__Records supplied__
PR #2542, opened 2026-07-11
fix(headroom): allow larger prompt compression to finish

KunN-21:
## Problem

9router aborted Headroom `/v1/compress` after 3 seconds. Large local compression can take longer, so affected requests continued without compression.

## Change

Raise fail-open bridge timeout from 3s to 15s. Add regression test for default timeout.

## Scope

__Aim of the exercise__
The records must be reproduced in full. Nothing should differ.

__Answer box__
PR #2542, opened 2026-07-11
fix(headroom): allow larger prompt compression to finish

KunN-21:
## Problem

9router aborted Headroom `/v1/compress` after 3 seconds. Large local compression can take longer, so affected requests continued without compression.

## Change

Raise fail-open bridge timeout from 3s to 15s. Add regression test for default timeout.

## Scope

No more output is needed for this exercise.